Among the lines of the data, copy those that hold "cstolli".

[Dataset entries]
——
PR #355, opened 2023-04-22
id_list: allow and handle negative ids

bkoropoff:
These actually show up in some maps.  Fixes linedef specials (and therefore demo desyncs) in telelab.


kraflab:
Thanks!

PR #357, opened 2023-04-24
GL: handle heretic torch flicker colormaps

bkoropoff:
Fixes crash when picking up torch.


kraflab:
Thanks 👍 

Is there any performance concern with this? I guess the size of glTexExID increases by a factor of 3.

PR #358, opened 2023-04-28
Remove vcpkg overlay ports.

FtZPetruska:
Using overlay ports is no longer necessary:
- FluidSynth has been updated upstream to 2.3.2, along with other fixes not included in the overlay (https://github.com/microsoft/vcpkg/pull/30625)
- the dumb port has been merged upstream (https://github.com/microsoft/vcpkg/pull/30740)

Moreover, by now, both changes have been rolled out on the GitHub Actions runner, so it should be safe to remove without breaking CI.


kraflab:
Thanks 👍

PR #321, opened 2016-12-19
12.x

sandersky:

# CHANGELOG

* **Added** new `onTabChange` property so consumers can be notified of changing tabs.
* **Added** new `selectedTabLabel` property so consumers can set which tab is selected/visible.


sandersky:
:+1:

PR #330, opened 2017-01-18
Update dependencies and some minor cleanup

sandersky:

# CHANGELOG

* Cleaned up some code in preparation to get this addon working with Ember 2.10.
* **Updated** dependencies to latest versions (shims were renamed which is why is a minor and not a major). If a consumer uses the old shims instead it'll still function the same.


sandersky:
:+1:

PR #333, opened 2017-01-20
Get codebase working with Ember 2.10

sandersky:

# CHANGELOG

* **Fixed** issues in codebase that were preventing it from being used with Ember 2.10. One known issue currently is that when using with Ember 2.10 the `autofocus` property for forms won't function. If using an older version of Ember the `autofocus` property will continue to work as it always has.


sophypal:
👍

PR #334, opened 2017-01-20
DO NOT MERGE – Update formValueChanged to support tasks

sandersky:

# CHANGELOG

* **Added** support to use `ember-concurrency` tasks for `formValueChanged` property so you don't have to do the additional `this.isDestroyed || this.isDestroying` check.

### DIFF
--- a/addon/components/detail.js
+++ b/addon/components/detail.js
@@ -363,7 +363,11 @@ export default Component.extend(SpreadMixin, HookMixin, PropTypeMixin, {
 
       this.get('registeredComponents').forEach((component) => {
         if (!component.isDestroyed) {
-          component.formValueChanged(value)
+          if (typeOf(component.formValueChanged) === 'function') {
+            component.formValueChanged(value)
+          } else {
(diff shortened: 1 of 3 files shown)


addon/components/detail.js
```diff
@@ -588,8 +592,14 @@ export default Component.extend(SpreadMixin, HookMixin, PropTypeMixin, {
         component.unregisterForFormValueChanges(component)
       })
 
+      const formValue = this.get('renderValue') || {}
+
       // Make sure we inform component of formValue immediately
-      component.formValueChanged(this.get('renderValue') || {})
+      if (typeOf(component.formValueChanged) === 'function') {
```
cstolli: is the northbound interface here guaranteed to either pass a `function` or a `task` here?

cstolli: shouldn't it be `get('formValueChanged')` either way?  Or is the intent here to respect a hardwired `formValueChange` method on the component?  What if `formValueChanged` is passed, but as a function, not a task?

PR #339, opened 2017-01-26
Added date renderer based on ember-frost-date-picker

TheOtherDude:

Rsolves #126

# CHANGELOG

**Added**  new `date` renderer for handling date input.


tests/integration/components/frost-bunsen-form/renderers/date-test.js
```diff
@@ -0,0 +1,461 @@
...
+        label: 'Foo'
+      })
+      expectOnChangeState(ctx, {foo: '2017-01-24'})
+      expectOnValidationState(ctx, {count: 1})
+    })
+
+    describe('when date is unset', function () {
+      beforeEach(function () {
+        ctx.props.onValidation.reset()
+        this.set('value', {})
```
TheOtherDude: As far as I can tell, it's currently impossible for the user to clear the value of an `ember-frost-date-picker`, so clearing it programmatically will have to do?

https://github.com/ciena-frost/ember-frost-date-picker/issues/26

sandersky: The same is still true for a `frost-select` as well. Not really bunsen's problem per say. I think the issue belongs to the `frost-date-picker` itself, once they support it bunsen should get it for free.

addon/components/inputs/date.js
```diff
@@ -0,0 +1,28 @@
...
+  layout,
+
+  // == Computed Properties ====================================================
+
+  // == Functions ==============================================================
+
+  // == Actions ===============================================================
+
+  actions: {
+    selectDate (pikaday) {
```
sandersky: Add JSDoc please, I have no idea what the format of `pikaday` is. String? Object? If so, waht keys/values?

app/styles/ember-frost-bunsen/frost-date-picker.scss
```diff
@@ -0,0 +1,8 @@
+.frost-bunsen-has-value {
```
TheOtherDude: I don't know if this styling should go in `ember-frost-date-picker` or not. The default text it uses looks like a placeholder (to me at least!). We've been using this in quote.

addon/templates/components/frost-bunsen-input-date.hbs
```diff
@@ -0,0 +1,22 @@
...
+    onFocusIn=(action 'hideErrorMessage')
+    onFocusOut=(action 'showErrorMessage')
+    onSelect=(action 'selectDate')
+  }}
+</div>
+{{#if renderErrorMessage}}
+  <div class="frost-bunsen-error">
+    {{renderErrorMessage}}
+  </div>
+{{/if}}
```
sandersky: I know it is minor but can you add a newline to the end of the file (you can probably configure your editor to always do this for you on save).

bower.json
```diff
@@ -10,6 +10,9 @@
     "pretender": "1.4.2",
     "prism": "1.6.0",
     "showdown": "1.5.1",
-    "sinonjs": "1.17.1"
+    "sinonjs": "1.17.1",
+    "moment": "^2.17.1",
```
sandersky: Why is moment here? We already include moment via npm afaik.

bower.json
```diff
@@ -10,6 +10,9 @@
...
+    "pikaday": "~1.5.1",
+    "clockpicker-seconds": "~0.1.6"
```
sandersky: I'm strongly against bringing in more bower dependencies. I've been trying to eliminate them for a while as has Ember itself. IMO these really need to be shimmed so we can include them via NPM instead, I'll even help make that happen.

app/styles/ember-frost-bunsen/frost-date-picker.scss
sandersky: Yeah don't add it here. If the default looks like garbage the correct thing todo is add the improved styling to the `ember-frost-date-picker` addon itself. Otherwise we'll have inconsistencies between apps using/not using bunsen.

TheOtherDude:
There's actually an issue with removing the date picker CSS.

The date picker uses moment to select today's date if a `currentValue` is not passed to it. However, it does not call `onSelect` with that default value, so Bunsen doesn't get it. 

The easy fix would be to make `ember-frost-date-picker` call `onSelect` when it sets a default value, but we actually need to support unset dates (eg for optional form values). 

Our workaround in quote, where the default value (that Bunsen didn't get) looked like a placeholder and then setting a 'real' value made the text darker actually worked pretty well...

addon/components/inputs/date.js
```diff
@@ -0,0 +1,31 @@
...
+  // == Functions ==============================================================
+
+  // == Actions ===============================================================
+
+  actions: {
+    /**
+     * Send the new date to handleChange()
+     * @param {String} dateString - the selected date, formatted as YYYY-MM-DD
+     */
+    selectDate (dateString) {
```
sandersky: It looks like this method doesn't do anything special. Why not remove it and just have your template use the `handleChange` action.

sandersky:
:+1:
——
#### Written solution:
cstolli: is the northbound interface here guaranteed to either pass a `function` or a `task` here?
cstolli: shouldn't it be `get('formValueChanged')` either way?  Or is the intent here to respect a hardwired `formValueChange` method on the component?  What if `formValueChanged` is passed, but as a function, not a task?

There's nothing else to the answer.